PR #71, opened 2020-05-26
Retrosheet

valdezt:
This is the first of two PRs I'd like to contribute to add retrosheet data to pybaseball. Included in this PR:
- Changed Retrosheet file source to the Chadwick bureau Github. This avoids having to hardcode a max/min date assumption as Retrosheet is always adding data. This does require PyGithub in order to verify that files exist before they're downloaded.
- Added functions to pull schedules, rosters, park codes and event files (no parsing of event files is done yet)
- I bumped the version (though you may want to see that you agree with the new version)
- Added docs for new functions and additional (optional) setup for allowing more PyGithub queries with a CLI access token


schorrm:
This is in here through the fork

PR #76, opened 2020-07-15
migrate batting date range calls to fangraphs

nickwan:
This changes the soup request URL from bbref to fangraphs


schorrm:
Closing for now, as #77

## About this exercise
Retype the material above, character for character.

## Exercise result
PR #71, opened 2020-05-26
Retrosheet

valdezt:
This is the first of two PRs I'd like to contribute to add retrosheet data to pybaseball. Included in this PR:
- Changed Retrosheet file source to the Chadwick bureau Github. This avoids having to hardcode a max/min date assumption as Retrosheet is always adding data. This does require PyGithub in order to verify that files exist before they're downloaded.
- Added functions to pull schedules, rosters, park codes and event files (no parsing of event files is done yet)
- I bumped the version (though you may want to see that you agree with the new version)
- Added docs for new functions and additional (optional) setup for allowing more PyGithub queries with a CLI access token


schorrm:
This is in here through the fork

PR #76, opened 2020-07-15
migrate batting date range calls to fangraphs

nickwan:
This changes the soup request URL from bbref to fangraphs


schorrm:
Closing for now, as #77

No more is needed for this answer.